If  you are a Linux fanboy then get it, else Please avoid it
Its a unfinished product


----------



## Rahim (Dec 14, 2008)

One things for sure, FOSS is going ga-ga over this. Still skeptical about its promise and acceptance.


----------



## MetalheadGautham (Dec 14, 2008)

The phone is supposed to be highly sturdy, from some reviews, and can be easily hacked.
It still does not seem something ONLY linux/FOSS fanboys would use. To me it seems like DIY gadget geeks would love it.

What blew me away was its screen. VGA Touch Screen - WTF ?


----------



## Pat (Dec 15, 2008)

The openmoko based phone "NeoRunner" (or something like that) is not only fugly, its also painfully slow, unfinished, inconsistent POS.


----------



## Cool G5 (Dec 15, 2008)

Is it like build your phone's OS? Just like Arch 

I am excited about it.


----------



## amitabhishek (Dec 23, 2008)

Pat said:


> The openmoko based phone "NeoRunner" (or something like that) is not only fugly, its also painfully slow, unfinished, inconsistent POS.


 
Do you own it?


----------



## nitish_mythology (Dec 30, 2008)

Ateast The Lfu review seemed impressive...


----------



## MetalheadGautham (Dec 31, 2008)

DID you read it ?
And what is there in LFY this month ?
Did they give past issues as PDF ?
Because I am tight on funds, I need to be sure that I can buy it.


----------



## CadCrazy (Jan 1, 2009)

Read the review @ techtree


----------



## amitabhishek (Jan 5, 2009)

@Cadcrazy: Cant thank you enough for this link. 

I have been leeching on this device for a while. This is another link for some more info.The distributor in India (IDA systems) is giving some discounts now. Since I didn't know any one personally who owns this device, I took reference from IDA systems and sent a mail to that gentleman. Here is the excerpt from that mail.



> On Wed, Dec 24, 2008 at 11:47 AM, Amit Abhishek <XXXXXXX@gmail.com> wrote:
> 
> Hi,
> 
> ...


I am still curious on web browsing aspect. I don't know how good or bad it is on this device. Apparently it uses the webkit engine used by Chrome and Safari.


----------



## MetalheadGautham (Jan 7, 2009)

Wow! What is the discount offered ?

I am going on a wait and watch mode because it doesn't appear as VFM as it was when it was released and a successor is planned soon.
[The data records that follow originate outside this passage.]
PR #259, opened 2022-05-08
Refactor cljfmt options

or:
The goal is to simplify option handling and reduce duplication. It also revealed a minor bug in the test suite.

Side note: I noticed that the merge of default indents and specified indents is only done in main, so using `cljfmt.core/reformat-form` programmatically will overwrite `:indents` entirely. Is that by design? I guess it makes sense to be able to start with a clean slate, but it could be surprising.

### DIFF
--- a/cljfmt/src/cljfmt/core.cljc
+++ b/cljfmt/src/cljfmt/core.cljc
@@ -400,26 +400,37 @@
 (defn remove-multiple-non-indenting-spaces [form]
   (transform form edit-all non-indenting-whitespace? replace-with-one-space))
 
+(def default-options
+  {:indentation?                          true
+   :insert-missing-whitespace?            true
+   :remove-consecutive-blank-lines?       true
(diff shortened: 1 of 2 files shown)


weavejester:
Thanks for the PR. Can you move the unit test fix out, as it's not part of the cljfmt options as far as I can see. Can you also remove the commit that adds the options programmatically, as I think it reduces readability.

or:
Done. Tests will pass once https://github.com/weavejester/cljfmt/pull/261 is merged.

weavejester:
> Side note: I noticed that the merge of default indents and specified indents is only done in main, so using `cljfmt.core/reformat-form` programmatically will overwrite `:indents` entirely. Is that by design?

Yes. At the command line the defaults are merged for convenience, but the API needs to allow the developer to override the indents entirely. The CLI is "easier" while the API is "simpler".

AND, I want android compatibility certified.

Offtopic: I wish OpenMoko OS could run on LG Cookie 

EDIT:
The review sounds promising.
The fact that Debian is supported 100% makes me wanna buy this instead of a NetBook.
It sounds less like a BETA HARDWARE in this review with Debian.
But doesn't it have a 2.0 MP Camera and cost Rs. 16,000 ?
I hope it sounds great with better earphones inserted through a 2.5mm to 3.5mm jack converter.


----------



## amitabhishek (Jan 7, 2009)

MetalheadGautham said:


> Wow! What is the discount offered ?
> 
> I am going on a wait and watch mode because it doesn't appear as VFM as it was when it was released and a successor is planned soon. AND, I want android compatibility certified.
> 
> ...



5% . Excluding discount MRP is Rs. 22,000 instead of Rs. 24,000 as mentioned on website. Rs 16,000-Rs. 18,000 was a good price for this phone

I have gone through Youtube videos, Qtopia & Debian runs much better than default OpenMoko 2007.2. I think am gonna try booting QT under Qemu and see if it is worth the price. In spite of the drawbacks (and the price) the fact that it supports Debian, has terminal, can be SSHed, among others makes it a very compelling toy.


----------



## MetalheadGautham (Jan 10, 2009)

Exactly. I was afraid that it would be a programmer's toy, not a linux-geek's toy. But since it supports Debian, most linux users would feel at home with that device.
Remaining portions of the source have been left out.